PR #68, opened 2023-03-21
Make AtomView rely on struct-of-array format

Liozou:
Hi! Here is a proposal to simplify a little bit the definition of struct-of-array systems, like `FastSystem`.

Currently, the two following definitions are required for each property like `position`:
```julia
position(s::FastSystem) = s.position
position(s::FastSystem, i) = s.position[i]
```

◆ **Task to complete**:
What the exercise needs is every record again, word for word.

◆ **Response**:
PR #68, opened 2023-03-21
Make AtomView rely on struct-of-array format

Liozou:
Hi! Here is a proposal to simplify a little bit the definition of struct-of-array systems, like `FastSystem`.

Currently, the two following definitions are required for each property like `position`:
```julia
position(s::FastSystem) = s.position
position(s::FastSystem, i) = s.position[i]
```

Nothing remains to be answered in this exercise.